SICINIUS. – Ces idées suggérées, comme vous dites, dans une occasion favorable, lorsque sa prodigieuse insolence offensera le peuple, enflammeront le courroux de la multitude comme une étincelle embrase le chaume desséché, et allumeront un incendie qui obscurcira pour jamais Marcius. L'occasion ne nous manquera pas, pourvu qu'on l'irrite: c'est une chose aussi aisée que de lancer des chiens contre les moutons.

(Un messager paraît.)

BRUTUS. – Que venez-vous nous apprendre?

LE MESSAGER. – On désire votre présence au Capitole. On croit que Marcius sera consul. J'ai vu les muets se presser en foule pour le voir, et les aveugles attentifs à ses paroles. Les matrones jetaient leurs gants sur son passage. Les jeunes filles faisaient voler vers lui leurs écharpes, leurs gants et leurs mouchoirs; les nobles s'inclinaient comme devant la statue de Jupiter, les plébéiens faisaient une grêle de leurs bonnets; leurs acclamations étaient comme la voix du tonnerre. Jamais je n'ai rien vu de semblable.

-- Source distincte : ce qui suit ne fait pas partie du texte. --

PR #978, opened 2022-09-27
support relational result sourcing

gs-gunjan:
We want to support sourcing relational result from one query into another as part of same execution block

NA

Sensitive changes to realizing relational objects

No

### DIFF
--- a/legend-engine-xt-relationalStore-executionPlan/src/main/java/org/finos/legend/engine/plan/execution/stores/relational/RelationalExecutor.java
+++ b/legend-engine-xt-relationalStore-executionPlan/src/main/java/org/finos/legend/engine/plan/execution/stores/relational/RelationalExecutor.java
@@ -69,6 +69,7 @@ import java.util.Map;
 import java.util.Optional;
 import java.util.ServiceLoader;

BRUTUS. – Allons au Capitole; portons-y pour le moment des yeux et des oreilles: mais tenons nos coeurs prêts pour l'événement.

SICINIUS. – Allons.

(Ils sortent.)
2Microcosme (ou petit monde). Ce nom a été donné à l'homme par beaucoup de médecins et de philosophes anciens, qui ont considéré notre corps comme l'abrégé de l'univers.